YOUR OBJECTIVE |
Write the material out again, line by line, exactly as it is.
::::::::
PR #1626, opened 2021-01-26
Render markdown in browser notifications text

acrellin:
For now, just adds italicization to source/group/user names in message text.

image

Closes https://github.com/skyportal/skyportal/issues/1618

### DIFF
--- a/skyportal/handlers/api/comment.py
+++ b/skyportal/handlers/api/comment.py
@@ -189,7 +189,7 @@ class CommentHandler(BaseHandler):
                 DBSession().add(
                     UserNotification(
                         user=user_mentioned,
-                        text=f"{self.current_user.username} mentioned you in a comment on {obj_id}",
+                        text=f"*@{self.current_user.username}* mentioned you in a comment on *{obj_id}*",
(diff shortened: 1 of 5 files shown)


acrellin:
Updating associated tests

guynir42 (approved):
LGTM

profjsb:
Is there a place where the notification text gets limited in length? For example, if the message is really long, then we might want to take the X characters around the at-mention and add ellipses as appropriate:

`notification.text=`
"@ari you'll never guess what I found in this remarkable galaxy. It's a SN inside a comet..."

or 
`notification.text=`
"...this remarkable galaxy is a comet the shape of an H-R diagram. @ari it's just like you predicted..."

Also, I dont see where you handle multiple at-mentions in the same comment.

acrellin:
@profjsb Currently the notification text just says "_@josh_ mentioned you in a comment on _14gqr_"  without any of the actual comment text.

Regarding mentioning multiple users in a single comment, that's handled here:
https://github.com/skyportal/skyportal/blob/master/skyportal/handlers/api/comment.py#L188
::::::::
TASK ANSWER |
PR #1626, opened 2021-01-26
Render markdown in browser notifications text

acrellin:
For now, just adds italicization to source/group/user names in message text.

image

Closes https://github.com/skyportal/skyportal/issues/1618

### DIFF
--- a/skyportal/handlers/api/comment.py
+++ b/skyportal/handlers/api/comment.py
@@ -189,7 +189,7 @@ class CommentHandler(BaseHandler):
                 DBSession().add(
                     UserNotification(
                         user=user_mentioned,
-                        text=f"{self.current_user.username} mentioned you in a comment on {obj_id}",
+                        text=f"*@{self.current_user.username}* mentioned you in a comment on *{obj_id}*",
(diff shortened: 1 of 5 files shown)


acrellin:
Updating associated tests

guynir42 (approved):
LGTM

profjsb:
Is there a place where the notification text gets limited in length? For example, if the message is really long, then we might want to take the X characters around the at-mention and add ellipses as appropriate:

`notification.text=`
"@ari you'll never guess what I found in this remarkable galaxy. It's a SN inside a comet..."

or 
`notification.text=`
"...this remarkable galaxy is a comet the shape of an H-R diagram. @ari it's just like you predicted..."

Also, I dont see where you handle multiple at-mentions in the same comment.

acrellin:
@profjsb Currently the notification text just says "_@josh_ mentioned you in a comment on _14gqr_"  without any of the actual comment text.

Regarding mentioning multiple users in a single comment, that's handled here:
https://github.com/skyportal/skyportal/blob/master/skyportal/handlers/api/comment.py#L188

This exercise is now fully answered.